Got to lose the blade guides on saw.Very quick general clean-up,being as its very clean now.Will straighten upper wheel,then true both up cutting appropriate crowns.Heck the motor is even a no-brainer.Gonna replace lower wheel cvr(the cvr is 2 pce)with a custom unit with DC port and nice transition.Klinspor has their "Gold" belts in the correct size for around 4$ a piece.

I'll do a short writeup on the review section of the tool in its original form.....payback,and pay it fwd in one.....for members looking for a really nice bench BS.BW


----------



## BWSmith (Aug 24, 2010)

Opened up for a little look-see.Upper wheel is out,.100" T.I.R.

Motor location being setup so as to be part N parcel w/DC.Motor will be enclosed with sheetmetal....with switch.The "backwall" of this will be mounting spot for motor and the "frontside" of DC.IOWs DC and motor will share a partition....motor on one side,DC on other.

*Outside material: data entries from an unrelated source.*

PR #2796, opened 2021-06-17
Better documentation for toolchain file backward compatibility

0xPoe:
There is only one toolchain file, should it be better to represent the file as a code block for readability?

### DIFF
--- a/doc/src/overrides.md
+++ b/doc/src/overrides.md
@@ -91,9 +91,14 @@ profile = "minimal"
 The `[toolchain]` section is mandatory, and at least one property must be
 specified. `channel` and `path` are mutually exclusive.
 
-For backwards compatibility, `rust-toolchain` files also support a legacy
+For backwards compatibility, the `rust-toolchain` file also supports a legacy
 format that only contains a toolchain name without any TOML encoding, e.g.
-just `nightly-2021-01-21`. The file has to be encoded in US-ASCII this case
+
+```
+nightly-2021-01-21
+```
+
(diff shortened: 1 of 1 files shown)


doc/src/overrides.md
```diff
@@ -91,9 +91,14 @@ profile = "minimal"
 The `[toolchain]` section is mandatory, and at least one property must be
 specified. `channel` and `path` are mutually exclusive.
 
-For backwards compatibility, `rust-toolchain` files also support a legacy
+For backwards compatibility, the `rust-toolchain` file also supports a legacy
```
rbtcollins, line 94: this change isn't correct as I understand english grammar. `files` is correct because we are not talking about a single instance but about the class, like `people`. `people support a government` would be an similar construction.

doc/src/overrides.md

Motor is below horizantal cntr line of BS pully....So,the adj for belt tension sees motor going down a touch to tighten belt.The front of BS location for motor was chosen for a cpl reasons,the one that "threw it over the top" was on a footprint note.It provides the smallest by installing in front.

Trying sumthin neat on the motor's enclosure.Going to leave open the possibilty to cool motor with fresh air thats normally pulling on lower wheel chamber.Because motor is outside of DC/lower wheel plenum,am thinking of going downstream from sander and including a wye.This sm diameter duct will pull fresh air through motor.All in a nice,neat,quick sheetmetal "box".BW


Edit to add:We glued up a 3/4" wide belt last night.Tore a bigger belt down for width,ripping it "just so",resulted in it tearing at the factory,scarfed joint(more by accident than any planning on our part,haha).Had a physics/engineer(one of the sons) watching over my shoulder.....He had a little input,mainly in the wheel issue dept.And on the platen.


----------



## BWSmith (Aug 24, 2010)

*Sander's up and runnin*

Well,our somewhat less than scientific belt maufacture....worked.No google,no research,not even a whole lot of thought.Nope,just a 1/4" pce of ply with one straight side,to act as a clamp base and straightedge guide.Then some clothespins for clamping belt's glue-up to ply.Smooth-On EA40 epoxy came through with acceptable results on our first Ho-made belt.Its around 3/4 or so wide.......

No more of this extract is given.